The AllatRa movement, originating in Ukraine, is spreading globally and spreading disinformation under the guise of climate change awareness. In Ukraine, AllatRa was attacked by the security services and banned as a pro-Russian sect, but its supporters recently secured an audience with Pope Francis and hired a registered lobbyist to work on their behalf in the United States. In Bulgaria, the sect has recently appeared in the form of two associations registered by Varna lawyers. Despite the activity in Bulgarian on social networks, so far the followers are counted on the fingers.
A Creative Society Will Heal the World
The AllatRa movement was established in 2014 in Ukraine as a center for personal development, and a publishing house of the same name. Initially, his main activity was to promote a series of books by Anastasia Novykh, which promised readers “unique scientific evidence of the existence of the soul” and “exceptional information about self-knowledge and secrets hidden from society.”
It is not clear whether Novykh actually exists. Partners from the Firehose of Falsehood project found no evidence of her earthly existence, but the copyright for several of her books is owned by Halina Yablochkina, founder of the AllatRa publishing house.
AllatRa has also created an online television station of the same name, as well as companies or non-governmental organizations in several countries, including Russia, Cyprus, Belarus, the Czech Republic, Moldova, Bulgaria, Slovakia and the United States. The website states that the headquarters is in Atlanta.
The Creative Society is a related project born in 2019 at the AllatRa online conference entitled “The Last Chance”. At a conference of adepts in Prague, the president of Creative Society USA, Olga Schmidt, described it as a volunteer-founded, international, independent, non-political and non-religious project that draws attention to the climate crisis, explores the causes and finds solutions.
Alain Egon Ciolakian, who introduces himself as a scientist from CERN, but the press service of the prestigious scientific institution says that it has never heard of him, also spoke at the conference.
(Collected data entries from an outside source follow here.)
PR #773, opened 2020-03-24
suggest correct python*-m2crypto flavour

jnweiger:
When running with old python2, the suggestion to install package 'python-m2crypto' was correct.
With modern python3 these days, the suggestion should be 'python3-m2crypto' 
Also mention "pip3 install M2Crypto" as an alternative, when no such package is available. E.g. Ubuntu 18.04 and up only have python-m2crypto but no pyhton3-m2crypto

### DIFF
--- a/osc/conf.py
+++ b/osc/conf.py
@@ -526,7 +526,10 @@ def _build_opener(apiurl):
             from M2Crypto import m2urllib2
         except ImportError as e:
             print(e)
-            raise NoSecureSSLError('M2Crypto is needed to access %s in a secure way.\nPlease install python-m2crypto.' % apiurl)
+            if sys.version_info[0] < 3:
+                raise NoSecureSSLError('M2Crypto is needed to access %s in a secure way.\nPlease install python-m2crypto.' % apiurl)
+            else:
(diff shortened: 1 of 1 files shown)


marcus-h:
On 2020-03-24 16:17:02 -0700, Jürgen Weigert wrote:
> index 1a223e2e..8779d270 100644
> --- a/osc/conf.py
> +++ b/osc/conf.py
> @@ -526,7 +526,10 @@ def retry_http_basic_auth(self, host, req, realm):
>              from M2Crypto import m2urllib2
>          except ImportError as e:
>              print(e)
> -            raise NoSecureSSLError('M2Crypto is needed to access %s in a secure way.\nPlease install python-m2crypto.' % apiurl)
> +            if sys.version_info[0] < 3:
> +                raise NoSecureSSLError('M2Crypto is needed to access %s in a secure way.\nPlease install python-m2crypto.' % apiurl)
> +            else:
> +                raise NoSecureSSLError('M2Crypto is needed to access %s in a secure way.\nPlease install python3-m2crypto or try "pip3 install M2Crypto"' % apiurl)

Hmm I'm not sure if we have to mention pip. If the distribution misses the
package, people will find a way to install it... But we could do something
similar to commit fa205be798bfc795f8b60b0f8555dcfe6f5c6653 ("Suggest correct
python-keyring package version").

What do you think?

dmach:

PR #779, opened 2020-04-14
Add ccache argument for oscrc

### LINKED ISSUE #776: osc build has a ccache option that should be in oscrc as well
osc build has a `--ccache` option, which could be in oscrc as well so that it can be used by people as a default rather than just when they remember to add it. It could really help speed up build and development cycles for end users.

Firstyear:
This fixes #776, adding support for ccache to the oscrc configuration to make it easier for people to use in daily workflows.


marcus-h:
Merged. Thanks a lot!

Cholakyan states that the mission of the Creative Society is twofold – protecting democracy and “extracting information about volcanoes and so on and climate change.”
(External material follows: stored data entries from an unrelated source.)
Issue #582, opened 2019-06-18
[help] osc dependson is not the same as osc whatdependson


mcepl:
``osc whatdependson`` is a very useful command to find out how relevant the package is and whether it couldn't be removed. Unfortunately, even after studying ``osc help`` I haven't found that it exists, because it is enlisted only as an alias of ``osc dependson``, which it isn't, these are exact opposites of each other. Please fix ``osc help``.

lethliel:
You are right. The help needs to improved here. Although whatdependson calls the same function only with a reserve flag there needs to be an own help text in osc help.

PR #782, opened 2020-04-21
split dependson/whatdependon in two commands

lethliel:
split the code of do_dependson into two separate commands (just for
the osc help overview)

They are doing the opposite of each other.

Duplicate code was moved to _dependson()

do_whatdependson and do_dependson just call _dependson with an option
reverse set to None or 1.

fixes https://github.com/openSUSE/osc/issues/582

### DIFF
--- a/osc/commandline.py
+++ b/osc/commandline.py
@@ -5765,16 +5765,15 @@ Please submit there instead, or use --nodevelproject to force direct submission.
 
     # FIXME: the new osc syntax should allow to specify multiple packages
     # FIXME: the command should optionally use buildinfo data to show all dependencies
-    @cmdln.alias('whatdependson')
     def do_dependson(self, subcmd, opts, *args):
-        """${cmd_name}: Show the build dependencies
+        """${cmd_name}: dependson shows the build dependencies inside of a project, valid for a
+        given repository and architecture.
 
-        The command dependson and whatdependson can be used to find out what
-        will be triggered when a certain package changes.
+        The command can be used to find build dependencies (wrt. a given repository and arch)
+        that reside in the same project. To see all build dependencies use the buildinfo command.
+
         This is no guarantee, since the new build might have changed dependencies.
 
-        dependson shows the build dependencies inside of a project, valid for a
-        given repository and architecture.
         NOTE: to see all binary packages, which can trigger a build you need to
               refer the buildinfo, since this command shows only the dependencies
               inside of a project.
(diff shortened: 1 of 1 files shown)


lethliel:
@marcus-h I have absolutely no clue if this even a valid approach to the issue

So please can I have your opinion?

marcus-h:
On 2020-04-21 11:08:11 -0700, Marco Strigl wrote:
> index 923d79b0..da5eaaff 100644
> --- a/osc/commandline.py
> +++ b/osc/commandline.py
> @@ -5765,12 +5765,12 @@ def do_triggerreason(self, subcmd, opts, *args):
>
>      # FIXME: the new osc syntax should allow to specify multiple packages
>      # FIXME: the command should optionally use buildinfo data to show all dependencies
> -    @cmdln.alias('whatdependson')
>      def do_dependson(self, subcmd, opts, *args):
> -        """${cmd_name}: Show the build dependencies
> +        """${cmd_name}: Show the build dependencies (what the package is relying on)
>
> -        The command dependson and whatdependson can be used to find out what
> -        will be triggered when a certain package changes.
> +        The command dependson can be used to find out what will be triggered when
> +        a certain package changes. In the case of dependson all dependencies the

Hmm I'm not sure if I get this description right. Maybe something like

"The command dependson shows the build dependencies of a certain package."

> +        package relies on are shown.
>          This is no guarantee, since the new build might have changed dependencies.
>
>          dependson shows the build dependencies inside of a project, valid for a

Or just use this ^^^ sentence as a description?

> @@ -5784,17 +5784,48 @@ def do_dependson(self, subcmd, opts, *args):
>
>          usage in package or project directory:
>              osc dependson REPOSITORY ARCH
> -            osc whatdependson REPOSITORY ARCH
>
>          usage:
>              osc dependson PROJECT [PACKAGE] REPOSITORY ARCH
> +
> +        ${cmd_option_list}
> +        """
> +        self._dependson(None, *args)
> +
Suggestion: self._dependson(False, *args)
(IMHO, that's better/more pythonic than using None/1...)

> +
> +    def do_whatdependson(self, subcmd, opts, *args):
> +        """${cmd_name}: Show the build dependencies (what relies on this package)
> +
> +        The command whatdependson can be used to find out what will be triggered when
> +        a certain package changes. In the case of whatdependson all packages are shown
> +        that have a dependency on the given package.
> +
Hmm maybe remove the second sentence? (Or at least the "In the case of
whatdependson" sounds a bit "strange" (because the help text is documenting
the "whatdependson" command).)

> +        This is no guarantee, since the new build might have changed dependencies.
> +
> +        whardependson shows the build dependencies inside of a project, valid for a
> +        given repository and architecture.
> +        NOTE: to see all binary packages, which can trigger a build you need to
> +              refer the buildinfo, since this command shows only the dependencies
> +              inside of a project.
> +
I think we can remove the "NOTE:" part because this only applies to
"dependson".

> +        The arguments REPOSITORY and ARCH can be taken from the first two columns
> +        of the 'osc repos' output.
> +
> +        usage in package or project directory:
> +            osc whatdependson REPOSITORY ARCH
> +
> +        usage:
>              osc whatdependson PROJECT [PACKAGE] REPOSITORY ARCH
>
>          ${cmd_option_list}
>          """
> +        self._dependson(1, *args)
> +
Suggestion: self._dependson(True, *args)

> +
> +    def _dependson(self, reverse, *args):
>          wd = os.curdir
>          args = slash_split(args)
> -        project = packages = repository = arch = reverse = None
> +        project = packages = repository = arch = None
>
>          if len(args) < 2 and (is_package_dir('.') or is_project_dir('.')):
>              self.print_repos()
> @@ -5824,9 +5855,6 @@ def do_dependson(self, subcmd, opts, *args):
>              repository = args[2]
>              arch = args[3]
>
> -        if subcmd == 'whatdependson':
> -            reverse = 1
> -
>          xml = get_dependson(apiurl, project, repository, arch, packages, reverse)
>
>          root = ET.fromstring(xml)
>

The leadership of AllatRa claims in an official lobby registration in the United States that the movement is “a member association that deals with geophysical analysis of the impact of climate change on the earth.”
In fact, it is engaged in actively promoting and spreading climate disinformation around the world.
Undesirable in both Russia and Ukraine
Last year, the Prosecutor General’s Office of Russia described the activities of AllatRa and its Creative Society as “undesirable.” AllatRa is branded as a “pseudo-religious” movement engaged in alleged missionary activities without the status of a religious organization, while the Creative Society is a front for its political activities.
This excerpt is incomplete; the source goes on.